Не могу сказать, что прежний директор не понимал, что нужны были реформы — производство требовалось модернизировать, управление менять, но он откровенно мне сказал: «Я жёстких мер предпринимать не могу и не буду, тут нужен свежий человек, не связанный никакими обязательствами, так что хочешь — берись и делай, что считаешь нужным».
— Принимать предприятие в экстренном режиме? Тяжёлая, пожалуй, штука. Гораздо проще, когда есть опора, команда, единомышленники.
— Команда — это главное. Я, кстати, собрал постепенно на заводе своих старых товарищей, с которыми многое связывало. И по жизни, и в бизнесе. Мы вместе до сих пор.
— И они разделяют все ваши идеи и подходы? Любому руководителю, наверное, хочется, чтобы ближайшее окружение видело картинку его глазами. Так ведь проще и быстрее можно двигаться вперёд?
— Конечно. Но всё равно все риски — это твои риски. Ты рискуешь. Они не рискуют. Правда, они это понимают, по-моему.
— Степень риска каждый собственник, каждый предприниматель устанавливает себе сам. И это тоже риск. Как не просчитаться?
— Ну, скажем, когда мы выводили на рынок «Одалию», у меня была стопроцентная уверенность, что это оправданный риск. Хотя многим в компании казалось, что нужно делать более дешёвый — ходовой — продукт. И мы много по этому поводу бились. Я понимал, что рынок не совсем готов к такой мебели, но, не сделай мы «Одалии», у нас не было бы сегодня ни нужных компетенций, ни партнёров, которые многому научили, ни умения работать в дорогом сегменте.
А вот когда накануне кризиса я вложил семь миллионов евро в фасадное производство — это был непросчитанный шаг. Не предвидел, не спрогнозировал обвал рынка. Ни за что я не пошёл бы на такой риск, если бы мог знать, как негативно сложится ситуация.
А в принципе, бизнес — это просто такая профессия, частью которой является риск. Риск входит в должностные обязанности. Лётчик ведь тоже рискует. Это дело личного выбора.
— Если амбиции в бизнесе не совпадают с реальными возможностями, что вы предпочитаете — смирять амбиции или во что бы то ни стало наращивать возможности?
— Смирять. И наращивать. Не думаю, что в бизнесе можно добиваться успеха, не имея амбиций. Если у тебя есть какая-то цель, как от неё отказаться? Не понимаю. Я, кажется, так не смогу.

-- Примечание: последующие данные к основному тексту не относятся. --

Issue #2344, opened 2019-11-15
Challenge dashboard should be default dashboard for those enrolled in an active challenge


rleitan:
[Precondition]:
Join the voice challenge

[STR]:
1.Go to challenge dashboard
2.Click the Listen/Speak button
3.Click the back arrow

[Expected result]:
The page is redirected to https://voice.allizom.org/en/dashboard/stats 

[Actual result]:
The page should be redirected back to the Challenge dashboard
https://drive.google.com/file/d/1qmu4wwke0aVpk6l-9fPQ95qK29cBsrv4/view?usp=sharing

PR #2350, opened 2019-11-15
Hide /challenge route for users who aren't enrolled

rileyjshaw:
Also sets the default tab to /challenge for enrolled users, which should fix https://github.com/mozilla/voice-web/issues/2344.

### DIFF
--- a/web/src/components/pages/dashboard/challenge/constants.ts
+++ b/web/src/components/pages/dashboard/challenge/constants.ts
@@ -1,4 +1,5 @@
 import { ChallengeDuration, ChallengeTeamToken } from 'common/challenge';
+import { UserClient } from 'common/user-clients';
 import { isProduction } from '../../../../utility';
 
 export const challengeLogos: {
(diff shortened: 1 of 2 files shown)


web/src/components/pages/dashboard/dashboard.tsx
```diff
@@ -349,7 +355,7 @@ export default function Dashboard() {
                     render={() => (
                       <Redirect
                         to={toLocaleRoute(
-                          URLS.DASHBOARD + '/' + dashboardLocale + URLS.STATS
+                          URLS.DASHBOARD + '/' + dashboardLocale + defaultPage
```
phirework: Awesome.

web/src/components/pages/dashboard/challenge/constants.ts
```diff
@@ -43,3 +44,6 @@ export const pilotDates: ChallengeDuration = {
   start: new Date(!isProduction() ? '2019-11-10' : '2019-11-18'),
   end: new Date(!isProduction() ? '2019-11-30' : '2019-12-08'),
 };
+
+export const isEnrolled = (account: UserClient) =>
```
phirework: This will need to go into `api.ts` as well, though I imagine that'll get cleaned up as we investigate the login bug.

— Насколько Авдеев авторитарный руководитель? Бывали, к примеру, случаи, когда все кругом против, а он говорит: я так решил и баста!
— Единственный раз — когда пришёл на завод. Давить — это не моё. Я считаю, что диктат — неэффективная схема. Накричать могу — это правда. Но быстро отхожу. Так что никто особенно не пугается. А вообще, чтобы тебя понимали, нужно вовремя давать людям информацию. Они должны понять, почему ты принимаешь именно такое решение. Первая реакция любого человека на любые изменения — протест. По-другому не бывает. Надо выждать время, когда протест утихнет. Убедить, подобрать аргументы. А торопиться, стучать по столу? Не стоит.
— Но любое выжидание — потеря времени. А в бизнесе время — серьёзный фактор. Нужно поддерживать скорость. К цели желательно идти, не теряя темпа, ведь так?
— Так. Но как раз к пятидесяти годам можно научиться торопиться медленно.